SPIEGEL ONLINE: There was a break-in at your studio in Berlin before the premiere of your documentary about the incarcerated Russian oil tycoon Mikhail Khodorkovsky. The computer containing the final edit of the film was stolen. Who was behind this?
Cyril Tuschi: We cannot rule out the Russian secret service, but also the many circles of witnesses I interviewed at the time. The criminal police and Office for the Protection of the Constitution (Germany's domestic intelligence agency) are looking into it.
SPIEGEL ONLINE: Are there any leads?
Tuschi: There still seems to be no evidence pointing to the identity of the perpetrators. I for one would be glad if it were just a couple of Apple fans who wanted the computer. I actually wanted to build a bridge between Russia and the West with my film. Now the media coverage is all about confrontation and accusations.
SPIEGEL ONLINE: You spent five years working on the film. Can you say whether or not Khodorkovsky was indeed guilty of racketeering and tax evasion when a court in Moscow sentenced him to 14 years in prison?
Tuschi: I am an artist, not a judge. At times however the question of his guilt has troubled me deeply and given me sleepless nights.
SPIEGEL ONLINE: At the same time, over the course of speaking to over 70 witnesses and collecting over 180 hours of interview material, some picture must have emerged.
Tuschi: I did not want to pronounce judgement. I wanted to make an interesting film about a unique person.
SPIEGEL ONLINE: What makes Khodorkovsky so fascinating to you and other artists? Symphonies have been composed in his honor and Moscow authors Boris Akunin and Lyudmila Ulitskaya published their long exchange of letters with him.
Tuschi: He has an almost transcendental, other-worldy aura.
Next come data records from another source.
PR #92, opened 2022-03-22
add server at Edinburgh

jose-caballero:
Add to CVMFS_EXTERNAL_URL the URL for the StashCache server at Edindurgh.

### DIFF
--- a/etc/cvmfs/domain.d/osgstorage.org.conf
+++ b/etc/cvmfs/domain.d/osgstorage.org.conf
@@ -14,7 +14,7 @@ CVMFS_KEYS_DIR=$CVMFS_MOUNT_DIR/$CVMFS_CONFIG_REPOSITORY/etc/cvmfs/keys/osgstora
 # subset of stashcache servers configured by OSG
 CVMFS_EXTERNAL_URL="http://stashcache.t2.ucsd.edu:8000/;http://osg-kansas-city-stashcache.nrp.internet2.edu:8000/;http://osg-new-york-stashcache.nrp.internet2.edu:8000/;http://dtn2-daejeon.kreonet.net:8000/"
 # stashcache servers not configured by OSG
-CVMFS_EXTERNAL_URL="$CVMFS_EXTERNAL_URL;http://fiona.uvalight.net:8000/;http://stashcache.gravity.cf.ac.uk:8000/;http://xcache.cr.cnaf.infn.it:8000/;http://xcachevirgo.pic.es:8000/;http://stashcache.edi.scotgrid.ac.uk:8000/"
+CVMFS_EXTERNAL_URL="$CVMFS_EXTERNAL_URL;http://fiona.uvalight.net:8000/;http://xcache.cr.cnaf.infn.it:8000/;http://xcachevirgo.pic.es:8000/;http://stashcache.edi.scotgrid.ac.uk:8000/"
 CVMFS_EXTERNAL_MAX_SERVERS=4
 CVMFS_FOLLOW_REDIRECTS=yes
 CVMFS_QUOTA_LIMIT=1000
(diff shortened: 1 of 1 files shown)


DrDaveD:
Hold this for a bit.  I have a question in to the Edinburgh site admin if he has any objections if we make the new server the default for all non-LIGO osgstorage.org repositories in the region, and remove Cardiff from the list.

jose-caballero:
This is what I got from the person who requested adding the instance at Edingurgh:

"""
There are some CPU and memory limits at Cardiff, from DUNE's understanding. 

We're assumming now only DUNE and LIGO are using stashcache in the UK. So if Cardiff takes care of LIGO, Edinburgh will take care of the rest (DUNE). 

No idea if we should remove Cardiff from the general config or not.
"""

What about we add Edinburgh for now, in order to move forward, and we remove Cardiff later on if needed?

DrDaveD:
> What about we add Edinburgh for now, in order to move forward, and we remove Cardiff later on if needed?

The problem with leaving Cardiff in is that some DUNE jobs will select Cardiff over Edinburgh if they happen to be closer to Cardiff according to geoIP location.  So please go ahead and remove `http://stashcache.gravity.cf.ac.uk:8000/;` from osgstorage.org.conf.

jose-caballero:
I may be missing something here. 
The comment I got from them included "... Cardiff takes care of LIGO..." If we remove Cardiff from osgstorage.org.conf, how will it deliver files for LIGO to UK sites?

jose-caballero:
Ah, maybe because Cardiff is also listed in ligo.osgstorage.org.conf?

DrDaveD:
> Ah, maybe because Cardiff is also listed in ligo.osgstorage.org.conf?

Exactly.

ddavila0:
I'd like to include the admin of cardiff in this thread, @DrDaveD could you add the github user 'duncanmmacleod' to the repo so that he can comment, please?

brianhlin:
I don't believe this repo locks down who can comment. @duncanmmacleod should be able to weigh in without being added to anything

duncanmmacleod:
> I don't believe this repo locks down who can comment. @duncanmmacleod should be able to weigh in without being added to anything

Mic check, 1 2.

ddavila0:
Ah! my bad, when I type the "@" I didn't see Duncan's username.

DrDaveD:
Ok, so @duncanmmacleod I assume you have no problem with removing the Cardiff stashcache server as a default osgstorage.org cache, leaving it only for ligo.osgstorage.org.  Correct?  This PR will replace the osgstorage.org general service with the stashcache in Edinburgh.

duncanmmacleod:
I'm not sure of the context of the proposed change, and what the implications are.

Is the change independent of the configuration of the stashcache we host in Cardiff, or is there something we can change? (I say we, our instance is entirely managed out of UCSD)

DrDaveD:
It is independent of the stashcache configuration.  This PR is for the cvmfs configuration repository for EGI.  After this is merged, we will copy the change also to the default cvmfs configuration managed by CERN.  It's not relevant to the OSG configuration.

ddavila0:
@duncanmmacleod: the suggested modification would only change the namespace that the cache would be able to serve from. Instead of serving data form all VOs, it would only serve data from LIGO.

This line would have to change from "ANY" to "LIGO" :
https://github.com/opensciencegrid/topology/blob/master/topology/Cardiff%20University/Cardiff%20Computing%20Cluster/CardiffPRPCachingInfrastructure.yaml#L26

jose-caballero:
I have just removed Cardiff from the list of URLs in osgstorage.org.conf
It is still in the dedicated file for LIGO: etc/cvmfs/config.d/ligo.osgstorage.org.con

DrDaveD (approved):

jose-caballero:
Hi Derek @djw8605 
is it OK with you if I issue the merge request? 

Cheers,
Jose

djw8605 (approved):

djw8605:
Yup, I agree with the others.  This is fine with me.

It is the aura of a martyr, which is otherwise not found amongst the living. Khodorkovsky is a logic-driven human being, his entire behavior was based around logic, up until the point where he did something completely illogical and went to prison, although he had the option of going into exile.
SPIEGEL ONLINE: You imply in your film that Khodorkovsky was arrested in 2003 because he developed close and deliberate contact with the US in order to sell off parts of his business to them. Was this the key reason for his arrest?
Tuschi: Unfortunately Dick Cheney and other Americans connected with the oil industry were not willing to meet with me. Neither were Vladimir Putin or Igor Sechin, Russia's energy czar, who, it is said, engineered Khodorkovsky's arrest. So there is no one key reason -- more like a dozen.
SPIEGEL ONLINE: What else came into the equation in the showdown between Putin and the then-richest man in Russia?
Tuschi: Apparently it was also about breaking an oligarch in a way that would instill so much fear in the others, that they would toe the line. Apart from that, it seems to me to be an archaic macho battle between Putin and Khodorkovsky.
SPIEGEL ONLINE: On what do you base you machismo theory?
Tuschi: The former economics minister, Yevgeny Saburov, expressed this opinion in the film. He recounts how he once asked former German Chancellor Gerhard Schröder why, in his opinion, Khodorkovsky was serving time. Schröder answered that it was a thing between men.
SPIEGEL ONLINE: Putin's successor as president, Dmitry Medvedev, reduced the length of the prison term for financial crime from 21 years to 14 years, thus sparing Khodorkovsky an additional seven years in prison. The president ensured that the trial took place in Moscow with hundreds of foreign journalists in attendance, rather than in deepest Siberia. On the other hand, the court case was a farce and made a mockery of Medvedev's demands for a rule of law. What role does the head of state actually play?
Tuschi: It's exactly as you describe. Medvedev swings between new beginnings and being Putin's puppet. A few days ago, an independent commission reported that the court proceedings need to be examined, but that it should not lead to a reversal of the verdict.
SPIEGEL ONLINE: How expensive was your film and who paid for it?
Tuschi: It cost 400,000 ($538,500). The money came from three different state film development funds as well as from Bayerischer Rundfunk, the Bavarian state broadcaster. So any accusations that I am being paid either by the Kremlin or by Khodorkovsky are nonsense.